Throughout the entries below, report every line where "pull" is found.

§ Provided records:
▼▼▼

PR #3566, opened 2026-07-02
feat(cohort-1): warehouse-pull Celery tasks for catalog sources

blarghmatey:
Part of https://github.com/mitodl/hq/issues/11510 (Cohort 1: DB-Backed Catalog Sources / Trino-pull)

Follow-up tracked in https://github.com/mitodl/mit-learn/issues/3746 (pre-cutover field gap on program runs).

▲▲▲

§ Answer to this exercise:
feat(cohort-1): warehouse-pull Celery tasks for catalog sources
Part of https://github.com/mitodl/hq/issues/11510 (Cohort 1: DB-Backed Catalog Sources / Trino-pull)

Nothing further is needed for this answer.